Air-liquid interface exposure of A549 human lung cells to characterize the hazard potential of a gaseous bio-hybrid fuel blend

• Published in: PloS one Vol. 19; no. 6; p. e0300772
• Main Authors: Daniel, Jonas, Schönberger Alvarez, Ariel A, Te Heesen, Pia, Lehrheuer, Bastian, Pischinger, Stefan, Hollert, Henner, Roß-Nickoll, Martina, Du, Miaomiao
• Format: Journal Article
• Language: English
• Published: United States Public Library of Science 24.06.2024; Public Library of Science (PLoS)
• Subjects: A549 Cells; Air cleanliness; Air Pollutants - toxicity; Air pollution; Alkanes; Biocompatibility; Biodiesel fuels; Biofuels; Biology and Life Sciences; Bottlenecks; Cell Survival - drug effects; Cytotoxicity; Earth Sciences; Emissions; Engineering and Technology; Experiments; Exposure limits; Fossil fuels; Fuels; Gas flow; Gases - toxicity; Gasoline; Humans; Humidity; Hydrocarbons; In vivo methods and tests; Ketones; Lung - cytology; Lung - drug effects; Lung - metabolism; Lungs; Medicine and Health Sciences; Occupational exposure; Occupational health; Organic compounds; Physical Sciences; Pollution dispersion; Sensors; Titanium; Toxicity; Transportation industry; VOCs; Volatile organic compounds; Volatile Organic Compounds - toxicity; United States > US; Germany
• ISSN: 1932-6203; 1932-6203
• DOI: 10.1371/journal.pone.0300772

Gaseous and semi-volatile organic compounds emitted by the transport sector contribute to air pollution and have adverse effects on human health. To reduce harmful effects to the environment as well as to humans, renewable and sustainable bio-hybrid fuels are explored and investigated in the cluster of excellence "The Fuel Science Center" at RWTH Aachen University. However, data on the effects of bio-hybrid fuels on human health is scarce, leaving a data gap regarding their hazard potential. To help close this data gap, this study investigates potential toxic effects of a Ketone-Ester-Alcohol-Alkane (KEAA) fuel blend on A549 human lung cells. Experiments were performed using a commercially available air-liquid interface exposure system which was optimized beforehand. Then, cells were exposed at the air-liquid interface to 50-2000 ppm C3.7 of gaseous KEAA for 1 h.

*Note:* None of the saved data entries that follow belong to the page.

PR #149, opened 2022-04-22
Update to bdk 0.18.0

notmandatory:
Changes that were needed to match updated bdk APIs:
* new bdk-ffi `Blockchain`  interface with `constructo(BlockchainConfig)` and `broadcast()` functions
* `Blockchain.broadcast()` function is now void (doesn't return txid)
* added `PartiallySignedBitcoinTransaction.txid()` getter function
* `Wallet.sync()` function now takes a `Blockchain` and optional `Progress` callback interface

Tests performed:
* from `bdk-kotlin/bdk-ffi` added local remote to this branch, ran build.sh script
* fixed broken `bdk-kotlin` jvm and android tests and confirmed tests all pass

### DIFF
--- a/src/bdk.udl
+++ b/src/bdk.udl
@@ -116,7 +116,7 @@ interface Blockchain {
   [Throws=BdkError]
   constructor(BlockchainConfig config);
   [Throws=BdkError]
-  string broadcast([ByRef] PartiallySignedBitcoinTransaction psbt);
+  void broadcast([ByRef] PartiallySignedBitcoinTransaction psbt);
 };
 
 callback interface Progress {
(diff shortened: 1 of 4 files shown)


notmandatory:
Per review with @thunderbiscuit removed unneeded `BdkError` type alias.

src/bdk.udl
```diff
@@ -129,15 +136,14 @@ interface Wallet {
...
-  [Throws=BdkError]
-  string broadcast([ByRef] PartiallySignedBitcoinTransaction psbt);
+  void sync([ByRef] Blockchain blockchain, Progress? progress);
 };
 
 interface PartiallySignedBitcoinTransaction {
   [Throws=BdkError]
   constructor(string psbt_base64);
   string serialize();
+  string txid();
```
thunderbiscuit, line 146: Just a question: doesn't the txid change over the course of the lifetime of the psbt if the inputs are not using SegWit? Could that be a problem here?

thunderbiscuit (approved):
Tested ACK. Just one small question regarding getting txids from unfinished PSBTs.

After a 24 h recovery period in the incubator, cells treated with 500 ppm C3.7 KEAA showed significant lower metabolic activity and cells treated with 50, 250, 500 and 1000 ppm C3.7 KEAA showed significant higher cytotoxicity compared to controls. Our data support the international occupational exposure limits of the single KEAA constituents. This finding applies only to the exposure scenario tested in this study and is difficult to extrapolate to the complex in vivo situation.